PR #1448, opened 2023-06-13
[Do-not-merge] Upgrade to Cosmos-SDK v0.50.

alpe:
🚧 WIP - early version

See #1438

⚠️ All broken currently ! 🤯 

Failing tests are deactivated. Go mod is setup my local workspace. 

I am waiting for a soution in ibc-go that fixes the: `failed consensus state verification for client (07-tendermint-0): chained membership proof failed to verify membership of value:`

See [upgrade doc](https://github.com/cosmos/cosmos-sdk/blob/release/v0.50.x/UPGRADING.md) in the SDK

I have started with just the go.mod dependencies and some related changes to imports.

This blocked now on the ibc-go release that includes the `capability` module and fixed imports for sdk v0.50. 
* Notional is helping the team with a [PR](https://github.com/cosmos/ibc-go/pull/3883) but still core integration of the testing framework does not work for me.
* Either there are some issues with CometBFT or the way how I would use it for the extended ibc-go testing framework. See my [issue](https://github.com/cometbft/cometbft/issues/1001)

This is also blocked on on some modules in the SDK that are not released. See `go.mod` replacement statements for details

Some notes on the work

#### New modules
- circuit

#### Moved to `cosmossdk.io` path
- store
- x/nft
- x/evidence
- x/feegrant
- x/upgrade

#### Others
"github.com/cosmos/cosmos-sdk/snapshots -> "cosmossdk.io/store/snapshots
"github.com/cosmos/cosmos-sdk/client/grpc/tmservice -> "github.com/cosmos/cosmos-sdk/client/grpc/cmtservice
"github.com/cosmos/cosmos-sdk/x/capability -> "github.com/cosmos/ibc-go/v7/modules/capability

Removed: legacy proposals for x/upgrade
### 
- [x] deprecate MakeEncodingConfig
- [x] wasm keeper: accept runtime.NewKVStoreService for keys[wasm.StoreKey],
- [x] handle storeservice.Get/Set errors 
- [ ] remove non requires sdk modules from begin/ endblocker 
- [ ] replace sdk.Context with stdlib context in keeper
- [x] use `[(cosmos_proto.scalar) = "cosmos.AddressString"]` for addresses in proto
- [x] set `cosmos.msg.v1.service` proto annotation
- [x] upgrade ante-handler
- [x] use new collections framework for params

PR #1468, opened 2023-06-28
Add wasm08 client IBC support

Reecepbcups:
In draft until this goes to IBC-go official version (to remove replace statement)

We need to Juno's v47 testnet soon (mesh security as well), so needed to get this ready now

__Activity__. Repeat the material above exactly.

__Output for this exercise__.
PR #1448, opened 2023-06-13
[Do-not-merge] Upgrade to Cosmos-SDK v0.50.

alpe:
🚧 WIP - early version

See #1438

⚠️ All broken currently ! 🤯 

Failing tests are deactivated. Go mod is setup my local workspace. 

I am waiting for a soution in ibc-go that fixes the: `failed consensus state verification for client (07-tendermint-0): chained membership proof failed to verify membership of value:`

See [upgrade doc](https://github.com/cosmos/cosmos-sdk/blob/release/v0.50.x/UPGRADING.md) in the SDK

I have started with just the go.mod dependencies and some related changes to imports.

This blocked now on the ibc-go release that includes the `capability` module and fixed imports for sdk v0.50. 
* Notional is helping the team with a [PR](https://github.com/cosmos/ibc-go/pull/3883) but still core integration of the testing framework does not work for me.
* Either there are some issues with CometBFT or the way how I would use it for the extended ibc-go testing framework. See my [issue](https://github.com/cometbft/cometbft/issues/1001)

This is also blocked on on some modules in the SDK that are not released. See `go.mod` replacement statements for details

Some notes on the work

#### New modules
- circuit

#### Moved to `cosmossdk.io` path
- store
- x/nft
- x/evidence
- x/feegrant
- x/upgrade

#### Others
"github.com/cosmos/cosmos-sdk/snapshots -> "cosmossdk.io/store/snapshots
"github.com/cosmos/cosmos-sdk/client/grpc/tmservice -> "github.com/cosmos/cosmos-sdk/client/grpc/cmtservice
"github.com/cosmos/cosmos-sdk/x/capability -> "github.com/cosmos/ibc-go/v7/modules/capability

Removed: legacy proposals for x/upgrade
### 
- [x] deprecate MakeEncodingConfig
- [x] wasm keeper: accept runtime.NewKVStoreService for keys[wasm.StoreKey],
- [x] handle storeservice.Get/Set errors 
- [ ] remove non requires sdk modules from begin/ endblocker 
- [ ] replace sdk.Context with stdlib context in keeper
- [x] use `[(cosmos_proto.scalar) = "cosmos.AddressString"]` for addresses in proto
- [x] set `cosmos.msg.v1.service` proto annotation
- [x] upgrade ante-handler
- [x] use new collections framework for params

PR #1468, opened 2023-06-28
Add wasm08 client IBC support

Reecepbcups:
In draft until this goes to IBC-go official version (to remove replace statement)

We need to Juno's v47 testnet soon (mesh security as well), so needed to get this ready now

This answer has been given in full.